## Task prompt
Where does the word "image" occur in the entries below? Copy every line that has it.

[Collected data]
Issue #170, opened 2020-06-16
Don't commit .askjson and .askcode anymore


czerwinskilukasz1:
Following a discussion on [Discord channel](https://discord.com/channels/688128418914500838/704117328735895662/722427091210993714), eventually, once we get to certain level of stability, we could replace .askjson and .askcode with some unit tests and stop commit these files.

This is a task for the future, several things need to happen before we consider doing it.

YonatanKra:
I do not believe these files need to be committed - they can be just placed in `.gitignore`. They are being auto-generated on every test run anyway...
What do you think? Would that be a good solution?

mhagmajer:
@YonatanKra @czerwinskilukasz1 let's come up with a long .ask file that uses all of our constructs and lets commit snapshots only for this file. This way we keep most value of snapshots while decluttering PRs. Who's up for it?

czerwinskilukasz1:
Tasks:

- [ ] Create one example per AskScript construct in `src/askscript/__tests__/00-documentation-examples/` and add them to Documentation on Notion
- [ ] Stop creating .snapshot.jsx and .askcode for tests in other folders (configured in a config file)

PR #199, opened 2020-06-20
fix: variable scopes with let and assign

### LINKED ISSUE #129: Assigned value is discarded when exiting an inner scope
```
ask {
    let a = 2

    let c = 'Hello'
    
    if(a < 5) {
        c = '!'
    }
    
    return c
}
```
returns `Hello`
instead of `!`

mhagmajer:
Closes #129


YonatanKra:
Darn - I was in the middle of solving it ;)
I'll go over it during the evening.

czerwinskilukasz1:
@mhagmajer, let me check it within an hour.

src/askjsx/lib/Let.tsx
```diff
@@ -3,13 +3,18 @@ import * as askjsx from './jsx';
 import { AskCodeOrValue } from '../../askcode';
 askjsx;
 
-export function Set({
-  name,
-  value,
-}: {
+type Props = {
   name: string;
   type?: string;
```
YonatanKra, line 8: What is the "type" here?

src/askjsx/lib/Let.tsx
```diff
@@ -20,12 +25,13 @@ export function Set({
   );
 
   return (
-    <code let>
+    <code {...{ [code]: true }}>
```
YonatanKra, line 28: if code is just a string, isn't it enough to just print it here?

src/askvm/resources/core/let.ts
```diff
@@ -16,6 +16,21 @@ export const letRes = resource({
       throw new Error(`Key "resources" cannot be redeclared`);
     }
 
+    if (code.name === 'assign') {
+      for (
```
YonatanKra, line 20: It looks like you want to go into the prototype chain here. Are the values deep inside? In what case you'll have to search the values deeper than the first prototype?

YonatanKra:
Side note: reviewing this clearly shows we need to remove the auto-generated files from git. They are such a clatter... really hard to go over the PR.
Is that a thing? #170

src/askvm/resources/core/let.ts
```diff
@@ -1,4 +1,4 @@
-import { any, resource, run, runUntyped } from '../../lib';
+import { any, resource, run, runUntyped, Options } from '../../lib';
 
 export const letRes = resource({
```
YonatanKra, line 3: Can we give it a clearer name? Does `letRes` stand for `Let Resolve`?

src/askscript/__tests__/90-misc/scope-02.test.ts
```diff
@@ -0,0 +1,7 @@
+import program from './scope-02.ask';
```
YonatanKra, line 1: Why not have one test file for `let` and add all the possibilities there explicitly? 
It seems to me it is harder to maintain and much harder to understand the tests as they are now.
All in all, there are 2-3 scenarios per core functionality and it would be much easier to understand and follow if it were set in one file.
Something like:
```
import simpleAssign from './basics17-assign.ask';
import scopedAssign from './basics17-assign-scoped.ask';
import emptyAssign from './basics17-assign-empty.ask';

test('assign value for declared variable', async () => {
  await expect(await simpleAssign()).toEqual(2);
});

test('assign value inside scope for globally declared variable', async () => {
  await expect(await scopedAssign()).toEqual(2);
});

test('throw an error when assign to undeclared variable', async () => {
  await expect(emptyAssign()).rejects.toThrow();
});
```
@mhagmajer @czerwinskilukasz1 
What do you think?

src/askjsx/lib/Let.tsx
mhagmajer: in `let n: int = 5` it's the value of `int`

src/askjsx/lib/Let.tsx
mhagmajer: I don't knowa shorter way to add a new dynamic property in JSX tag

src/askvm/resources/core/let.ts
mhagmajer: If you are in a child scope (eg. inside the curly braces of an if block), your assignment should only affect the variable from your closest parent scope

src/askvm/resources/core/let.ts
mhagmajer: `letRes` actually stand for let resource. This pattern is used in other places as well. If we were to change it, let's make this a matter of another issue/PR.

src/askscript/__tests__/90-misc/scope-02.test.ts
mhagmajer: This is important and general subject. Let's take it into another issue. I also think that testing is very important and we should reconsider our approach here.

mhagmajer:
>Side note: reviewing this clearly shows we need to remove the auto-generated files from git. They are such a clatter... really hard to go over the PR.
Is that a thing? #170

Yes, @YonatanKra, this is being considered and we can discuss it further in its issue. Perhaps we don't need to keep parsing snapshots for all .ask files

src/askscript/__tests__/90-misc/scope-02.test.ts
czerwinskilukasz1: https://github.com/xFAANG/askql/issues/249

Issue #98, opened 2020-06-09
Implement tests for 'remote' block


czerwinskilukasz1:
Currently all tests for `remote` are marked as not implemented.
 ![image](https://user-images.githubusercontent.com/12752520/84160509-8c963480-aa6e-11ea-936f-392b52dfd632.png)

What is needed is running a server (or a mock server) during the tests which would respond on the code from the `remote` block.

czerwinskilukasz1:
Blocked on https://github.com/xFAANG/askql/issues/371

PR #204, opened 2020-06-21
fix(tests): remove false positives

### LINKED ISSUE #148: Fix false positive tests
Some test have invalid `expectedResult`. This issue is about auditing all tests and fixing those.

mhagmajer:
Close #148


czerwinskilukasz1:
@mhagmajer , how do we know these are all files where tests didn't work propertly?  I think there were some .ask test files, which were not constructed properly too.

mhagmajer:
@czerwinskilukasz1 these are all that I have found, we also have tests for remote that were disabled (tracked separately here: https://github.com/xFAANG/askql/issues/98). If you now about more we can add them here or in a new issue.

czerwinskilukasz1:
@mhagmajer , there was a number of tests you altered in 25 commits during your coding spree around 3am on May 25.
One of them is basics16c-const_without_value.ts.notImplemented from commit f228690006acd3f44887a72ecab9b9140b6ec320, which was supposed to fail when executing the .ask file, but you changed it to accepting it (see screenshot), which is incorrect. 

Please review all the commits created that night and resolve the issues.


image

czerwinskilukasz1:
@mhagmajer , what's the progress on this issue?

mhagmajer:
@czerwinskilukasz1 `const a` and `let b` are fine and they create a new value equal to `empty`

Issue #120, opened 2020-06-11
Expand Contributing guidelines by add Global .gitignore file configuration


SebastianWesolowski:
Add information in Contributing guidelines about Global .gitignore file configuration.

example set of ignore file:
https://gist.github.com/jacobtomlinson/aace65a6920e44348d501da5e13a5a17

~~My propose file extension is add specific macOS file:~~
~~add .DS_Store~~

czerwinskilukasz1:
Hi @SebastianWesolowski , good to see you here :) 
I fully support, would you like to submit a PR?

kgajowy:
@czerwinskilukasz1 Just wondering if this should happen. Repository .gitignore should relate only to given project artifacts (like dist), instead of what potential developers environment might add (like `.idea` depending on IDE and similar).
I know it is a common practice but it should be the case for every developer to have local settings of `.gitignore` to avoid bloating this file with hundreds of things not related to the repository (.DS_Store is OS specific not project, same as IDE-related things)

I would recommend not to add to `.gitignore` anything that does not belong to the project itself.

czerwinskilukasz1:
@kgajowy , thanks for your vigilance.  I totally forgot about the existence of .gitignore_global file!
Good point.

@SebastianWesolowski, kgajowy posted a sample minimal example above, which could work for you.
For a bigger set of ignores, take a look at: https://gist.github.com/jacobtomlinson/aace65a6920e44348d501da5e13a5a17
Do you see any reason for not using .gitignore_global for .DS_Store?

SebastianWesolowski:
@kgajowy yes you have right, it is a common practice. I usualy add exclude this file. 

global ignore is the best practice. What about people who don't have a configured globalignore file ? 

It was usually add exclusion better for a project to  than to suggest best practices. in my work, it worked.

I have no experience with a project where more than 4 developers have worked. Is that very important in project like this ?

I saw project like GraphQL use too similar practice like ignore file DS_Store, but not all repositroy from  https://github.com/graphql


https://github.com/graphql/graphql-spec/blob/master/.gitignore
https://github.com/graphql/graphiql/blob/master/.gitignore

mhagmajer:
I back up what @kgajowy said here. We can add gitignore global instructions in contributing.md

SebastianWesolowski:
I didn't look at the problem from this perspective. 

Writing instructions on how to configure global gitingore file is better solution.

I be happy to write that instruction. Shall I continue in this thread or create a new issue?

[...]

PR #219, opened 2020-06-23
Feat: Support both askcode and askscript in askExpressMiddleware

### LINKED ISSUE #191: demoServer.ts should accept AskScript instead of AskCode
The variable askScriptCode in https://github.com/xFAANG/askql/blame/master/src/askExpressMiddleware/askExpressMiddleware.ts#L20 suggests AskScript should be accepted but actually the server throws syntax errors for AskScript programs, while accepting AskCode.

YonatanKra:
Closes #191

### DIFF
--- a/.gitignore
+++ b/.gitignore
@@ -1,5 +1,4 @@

## Your response
 ![image](https://user-images.githubusercontent.com/12752520/84160509-8c963480-aa6e-11ea-936f-392b52dfd632.png)
image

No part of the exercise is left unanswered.